[DATA EXTRACTS Boundary: Start]
PR #3688, opened 2025-01-15
feat(optimizer): Brute force join ordering

desmondcheongzx:
Implements a brute force algorithm for join reordering. This algorithm enumerates all possible join orders and selects the one with the lowest summed cardinality.


kevinzwang:
@desmondcheongzx could you fix the test failures for this PR?

src/daft-logical-plan/src/optimization/rules/reorder_joins/brute_force_join_order.rs
```diff
@@ -0,0 +1,379 @@
...
+// - elements: The list of elements to choose from.
+// - cur_idx: The current index in the list of elements to choose from.
+// - remaining: The number of elements to choose.
+// - chosen: The list of elements that have already been chosen.
+// - unchosen: The list of elements that have not yet been chosen.
+//
+// Returns a list of tuples, where each tuple contains two lists:
+// - The first list is the list of elements that have been chosen.
+// - The second list is the list of elements that have not been chosen.
+fn generate_combinations(
```
samster25, line 21: I would refactor this to a stateful iterator.

Where each time you call next, you can mutate internal state and return a const reference to the Join Ordering. This will let us to iterate through all combinations without allocating a Vec for every tick.

samster25: here is an example that I had chatgpt make:

```
use std::fmt;

/// Represents a binary join tree.
#[derive(Clone, Copy)]
enum JoinTree<'a, T> {
    Table(&'a T),
    Join(usize, usize), // Stores indices instead of heap allocations
}

/// Iterator for generating bushy join orderings.
struct BushyJoinOrderIter<'a, T> {
    items: &'a [T],
    trees: [JoinTree<'a, T>; 32], // Fixed-size array (assume max 32 tables)
    stack: [usize; 32],           // Tracks indices for swaps
    stack_size: usize,
    first: bool,
}

impl<'a, T> BushyJoinOrderIter<'a, T> {
    fn new(items: &'a [T]) -> Self {
        let mut trees = [JoinTree::Table(&items[0]); 32];

        for (i, item) in items.iter().enumerate() {
            trees[i] = JoinTree::Table(item);
        }

        Self {
            items,
            trees,
            stack: [0; 32], // Used to track joins
            stack_size: items.len(),
            first: true,
        }
    }
}

impl<'a, T> Iterator for BushyJoinOrderIter<'a, T> {
    type Item = &'a [JoinTree<'a, T>];

    fn next(&mut self) -> Option<Self::Item> {
        if self.first {
            self.first = false;
            return Some(&self.trees[..self.stack_size]);
        }

        let n = self.stack_size;
        for i in 0..n {
            for j in i + 1..n {
                self.trees[i] = JoinTree::Join(i, j); // Swap in-place
                self.stack_size -= 1;
                return Some(&self.trees[..self.stack_size]);
            }
        }
        None
    }
}

/// Display helper to print trees
impl<'a, T: fmt::Debug> fmt::Debug for JoinTree<'a, T> {
    fn fmt(&self, f: &mut fmt::Formatter) -> fmt::Result {
        match self {
            JoinTree::Table(t) => write!(f, "{:?}", t),
            JoinTree::Join(l, r) => write!(f, "({:?} ⋈ {:?})", l, r),
        }
    }
}

fn main() {
    let items = ["A", "B", "C", "D"];
    let mut iter = BushyJoinOrderIter::new(&items);

    while let Some(tree) = iter.next() {
        println!("{:?}", tree);
    }
}

```

src/daft-logical-plan/src/optimization/rules/reorder_joins/brute_force_join_order.rs
```diff
@@ -0,0 +1,379 @@
...
+        }
+        // Recursive case: we split the available elements into two groups and recursively find the minimum cost join order for each group.
+        // We only need to consider splits where the left group has at most half the number of elements as the right group, because the
+        // cardinality of the join is commutative. Determining probe/build sides happens later in the physical planner.
+        let max_left_size = available.len() / 2;
+        let mut min_cost = None;
+        let mut chosen_plan = None;
+        for left_split_size in 1..=max_left_size {
+            for (chosen, unchosen) in
+                generate_combinations(&available, 0, left_split_size, vec![], vec![])
```
samster25, line 79: I would favor heap's algorithm that can do this in place over allocating every combination

https://en.wikipedia.org/wiki/Heap%27s_algorithm

desmondcheongzx: Took inspiration from the algorithm, but ultimately decided to adapt it instead. The algorithm produces all n! permutations, when we really just need the (n choose k) combinations, which is a subset of n!.

I did remove all the heap allocations and now rely solely on swapping and backtracking.

src/daft-logical-plan/src/optimization/rules/reorder_joins/brute_force_join_order.rs
```diff
@@ -0,0 +1,395 @@
...
+                    let cardinality = left_join_order_tree.get_cardinality()
+                        * right_join_order_tree.get_cardinality()
+                        / denominator;
+                    // The cost of the join is the sum of the cardinalities of the left and right subgraphs, plus the cardinality of the joined graph.
+                    let cur_cost = cardinality + left_cost + right_cost;
+                    // Take the join with the lowest summed cardinality.
+                    if let Some(ref mut cur_min_cost) = min_cost {
+                        if *cur_min_cost > cur_cost {
+                            *cur_min_cost = cur_cost;
+                            *chosen_plan = Some(left_join_order_tree.join(
```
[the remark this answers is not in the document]
desmondcheongzx: Ah yeah that's a good idea. I'll follow up

src/daft-logical-plan/src/optimization/rules/reorder_joins/brute_force_join_order.rs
[DATA EXTRACTS Boundary: End]
REQUIRED ACTION:
Write down how many lines of the data above contain the string "desmondcheongzx", and include nothing besides that number.

EXPECTED ANSWER:
4